EXERCISE DETAILS:
Search the entries for the word "rather". Copy every line where it turns up.

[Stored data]
PR #1301, opened 2024-02-06
[th/test-keywords] automatically add the filename to AT_KEYWORDS and show it

thom311:
To have it easier to run a single test, add the filename to AT_KEYWORDS.

`-k features/forward_ports.at:199` then works.

Also, show that name as part of the test name, otherwise it's cumbersome to see the right name that can be used to run the test.

### DIFF
--- a/src/tests/functions.at
+++ b/src/tests/functions.at
@@ -97,6 +97,12 @@ m4_define([FWD_RESTART], [
 m4_define([FWD_START_TEST], [
     AT_SETUP([$1])
     AT_KEYWORDS(FIREWALL_BACKEND)
+    AT_KEYWORDS(__file__:__line__)
+    AT_KEYWORDS(__file__)
+    AT_KEYWORDS(AT_LINE)
+    AT_KEYWORDS([m4_bregexp(__file__, [^.*/\([^/]*\)$], [\1])])
+    AT_KEYWORDS([m4_bregexp(__file__, [^.*/\([^/]*\)\.at$], [\1])])
+    AT_KEYWORDS([m4_bregexp(__file__, [^\(.*\)/[^/]*$], [\1])])
 
     dnl Default values for things that should be defined in atlocal. If atlocal
     dnl can't be found it's likely because the testsuite is run "standalone" and


src/tests/functions.at
erig0, line 1: I like showing this file name. This is favoring showing the filename over the test name though. Is there anyways to print them both? Even on a second line?

erig0: Line numbers may also not work for some test cases that are wrapped with `m4_if()`. Some are conditionally wrapped because they only apply to a specific backend.

erig0: Can we add the entire test group name as a keyword?

thom311: > I like showing this file name. This is favoring showing the filename over the test name though. Is there anyways to print them both? Even on a second line?

The patch abbreviates the test-name, if the both don't fit. It could simply not do the abbreviation, but then the "ok" lines are all mis-aligned. That seems bad. I think the width for the alignment of the "ok" is hardcoded in autoconf, and rather narrow.

> Line numbers may also not work for some test cases that are wrapped with m4_if(). Some are conditionally wrapped because they only apply to a specific backend.

Really? Do you have an example of what doesn't work well?

> Can we add the entire test group name as a keyword?

You mean,
```
    AT_KEYWORDS([$1])
```

That doesn't work well, because the test name usually contains spaces, like `[policy with mixed family zone source]`. So each word in the sentence becomes a keyword, like `-k mixed`. But that doesn't seem to useful.

I think the `__file__:__line__` is really the best choice for selecting a test with `-k`. It is now also shown as part of the test output.

See the commit message of the first commit, it lists which options you have for the `-k` option.

src/tests/functions.at
```diff
@@ -95,7 +95,9 @@ m4_define([FWD_RESTART], [
 ])
 
 m4_define([FWD_START_TEST], [
-    AT_SETUP([$1])
+    AT_SETUP(m4_if(m4_eval(m4_len([$1]) + m4_len(__file__) + m4_len(__line__) < 45), [1],
+          [__file__:__line__> $1],
+          [__file__:__line__> m4_substr([$1], 0, m4_eval(42 - m4_len(__file__) - m4_len(__line__)))… ]))
```
thom311, line 100: this should be
```
[__file__:__line__> m4_substr([$1], 0, m4_eval(43 - m4_len(__file__) - m4_len(__line__)))…]))
                                               ^^                                        ^^
```
but that doesn't work. Suggestion welcome.

src/tests/functions.at
erig0: > I think the width for the alignment of the "ok" is hardcoded in autoconf, and rather narrow.

It's done by m4 itself not the generated testsuite script. I looked for a bit, but could not find a way to customize it. IMO something wider would be nice, e.g. 120.

> Really? Do you have an example of what doesn't work well?

`src/tests/features/startup_failsafe.at`

> Can we add the entire test group name as a keyword?

As we found offline, this already works.

`make check TESTSUITEFLAGS="-k '<entire test group name with spaces>' "`

src/tests/functions.at
erig0: 🤷

thom311: ok, then we live with the fact that when the name gets abbreviated, it gets abbreviated one character shorter than would be necessary... *sigh*

src/tests/functions.at
thom311: > >  Really? Do you have an example of what doesn't work well?
> `src/tests/features/startup_failsafe.at`

I see.

`-k features/startup_failsafe.at`

gives

```
204: features/startup_failsafe.at:1> startup fails…  ok
```

OK.... not nice. But no solution?

thom311:
OK, then I drop the second commit. To easier find it, I copy the patch here:

```diff
From bc1f9db6ca9cceca6faf24f9267283f86d369ef0 Mon Sep 17 00:00:00 2001
From: Thomas Haller <thaller@redhat.com>
Date: Tue, 6 Feb 2024 16:24:01 +0100
Subject: [PATCH 1/1] improvement(tests): show filename along test name
MIME-Version: 1.0
Content-Type: text/plain; charset=UTF-8
Content-Transfer-Encoding: 8bit

It's most useful to see the filename where the test comes from. Also because
that can be used to re-run the test with the "-k" option.

The filename should be clear and a useful name for the test. If it is not, the
file name should be improved.

If the test name is too long, it gets abbreviated to not misalign the "ok"
output.

Unfortunately, there isn't much space before the "ok" gets misaligned. So the
test name often gets abbreviated. However, the filename seems more important to
see in full.

Result:
    ...
     29: features/rfc3964_ipv4.at:1> RFC3964_IPv4        ok
     32: features/policy.at:5> policy - xml              ok
     35: features/policy.at:109> policy - list           ok
     33: features/policy.at:79> policy - create          ok
     34: features/policy.at:96> policy - name            ok
     39: features/policy.at:822> policy - dispatch       ok
     40: features/policy.at:5351> policy - interfaces/…  ok
     42: features/policy.at:6121> policy - from file     ok
     36: features/policy.at:231> policy - options        ok
     31: features/helpers_custom.at:1> customer helpers  ok
     41: features/policy.at:6072> policy - target        ok
     44: features/policy.at:6300> policy - multiple us…  ok
     30: features/service_include.at:1> service include  ok
     43: features/policy.at:6138> policy - zone drifti…  ok
     50: features/forward_ports.at:279> forward ports …  ok
     45: features/services.at:1> services                ok
     37: features/policy.at:286> policy - priority       ok
     49: features/forward_ports.at:199> forward ports …  ok
     46: features/ports.at:1> ports                      ok
     47: features/source_ports.at:1> source ports        ok
     52: features/protocols.at:1> protocols              ok
     56: features/rich_destination_ipset.at:1> rich de…  ok
     58: features/rpfilter.at:1> rpfilter                ok
     55: features/rich_tcp_mss_clamp.at:5> tcp-mss-clamp ok
     59: features/zone_combine.at:1> zone - combine      ok
     57: features/zone.at:1> zone - target               ok
     54: features/icmp_blocks.at:1> ICMP blocks          ok
     63: features/reloadpolicy.at:1> check ReloadPolicy  ok
     38: features/policy.at:470> policy - zones          ok
     51: features/masquerade.at:1> masquerade            ok
     48: features/forward_ports.at:1> forward ports      ok
     60: features/ipset_defer_native_ipset_creation.at:1> …  ok
    171: features/rfc3964_ipv4.at:1> RFC3964_IPv4        ok
    174: features/policy.at:5> policy - xml              ok
     53: features/rich_rules.at:1> rich rules            ok
    176: features/policy.at:96> policy - name            ok

You can see, that the abbreviated terms waste one character. It should be

     56: features/rich_destination_ipset.at:1> rich des… ok

instead of

     56: features/rich_destination_ipset.at:1> rich de…  ok

Patch welcome to fix that. It would seem the right solution would be

  -          [__file__:__line__> m4_substr([$1], 0, m4_eval(42 - m4_len(__file__) - m4_len(__line__)))… ]))
  +          [__file__:__line__> m4_substr([$1], 0, m4_eval(43 - m4_len(__file__) - m4_len(__line__)))…]))

Except, that breaks the m4 tool. This is utterly infuriating. Suggestion
welcome.
---
 src/tests/functions.at | 4 +++-
 1 file changed, 3 insertions(+), 1 deletion(-)

diff --git a/src/tests/functions.at b/src/tests/functions.at
index a07c1682a75e..2d680a1cf542 100644
--- a/src/tests/functions.at
+++ b/src/tests/functions.at
@@ -95,7 +95,9 @@ m4_define([FWD_RESTART], [
 ])
 
 m4_define([FWD_START_TEST], [
-    AT_SETUP([$1])
+    AT_SETUP(m4_if(m4_eval(m4_len([$1]) + m4_len(__file__) + m4_len(__line__) < 45), [1],
+          [__file__:__line__> $1],
+          [__file__:__line__> m4_substr([$1], 0, m4_eval(42 - m4_len(__file__) - m4_len(__line__)))… ]))
     AT_KEYWORDS(FIREWALL_BACKEND)
     AT_KEYWORDS(__file__:__line__)
     AT_KEYWORDS(__file__)
-- 
2.43.0

```

erig0 (approved):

ANSWER BELOW:
The patch abbreviates the test-name, if the both don't fit. It could simply not do the abbreviation, but then the "ok" lines are all mis-aligned. That seems bad. I think the width for the alignment of the "ok" is hardcoded in autoconf, and rather narrow.
erig0: > I think the width for the alignment of the "ok" is hardcoded in autoconf, and rather narrow.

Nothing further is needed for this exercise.